PR #962, opened 2025-03-07
Fix agent tool maps recomputing too much

andresgutgon:
# What?
Try to make more efficient the way we recompute metadata in the document editor. This [useEffect](https://github.com/latitude-dev/latitude-llm/blob/main/apps/web/src/app/(private)/projects/%5BprojectId%5D/versions/%5BcommitUuid%5D/documents/%5BdocumentUuid%5D/_components/DocumentEditor/Editor/index.tsx#L243-L254) is forcing recompute metadata all the time.

### DIFF
--- a/apps/web/src/hooks/useMetadata.ts
+++ b/apps/web/src/hooks/useMetadata.ts
@@ -1,11 +1,16 @@
 'use client'
 
-import { useEffect, useRef, useState } from 'react'
+import { useEffect, useState } from 'react'
 
 import type { ConversationMetadata } from 'promptl-ai'
 import { useDebouncedCallback } from 'use-debounce'
 
 import type { ReadMetadataWorkerProps } from '../workers/readMetadata'
+
+const worker =
+  typeof window === 'undefined'
+    ? undefined
+    : new Worker(new URL('public/workers/readMetadata', import.meta.url))
 
 export function useMetadata({
   onMetadataProcessed,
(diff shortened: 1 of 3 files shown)


apps/web/src/hooks/useMetadata.ts
```diff
@@ -1,46 +1,36 @@
...
 
-import { useEffect, useRef, useState } from 'react'
+import { useEffect, useState } from 'react'
 
 import type { ConversationMetadata } from 'promptl-ai'
 import { useDebouncedCallback } from 'use-debounce'
 
 import type { ReadMetadataWorkerProps } from '../workers/readMetadata'
 
+const worker =
```
andresgutgon, line 10: I did worker at module level. Does it need to be recreated each time the hook is used?

andresgutgon: This was something I was checking before finding the other bug. This is not a bug per se but I think is better this way.

apps/web/src/hooks/useMetadata.ts
```diff
@@ -1,46 +1,36 @@
...
-    createWorker()
+    if (typeof window === 'undefined' || !worker) return
 
-    return () => {
-      workerRef.current?.terminate()
+    worker.onmessage = (event: { data: ConversationMetadata }) => {
+      setMetadata(event.data)
+      onMetadataProcessed?.(event.data)
     }
   }, [onMetadataProcessed])
```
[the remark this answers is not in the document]
andresgutgon: What If I want to have only one instance of the worker initialized at module level?

geclos (approved):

**REQUIRED ACTION**
Show all lines above that contain "onMetadataProcessed".

**RESULT**
   onMetadataProcessed,
+      onMetadataProcessed?.(event.data)
   }, [onMetadataProcessed])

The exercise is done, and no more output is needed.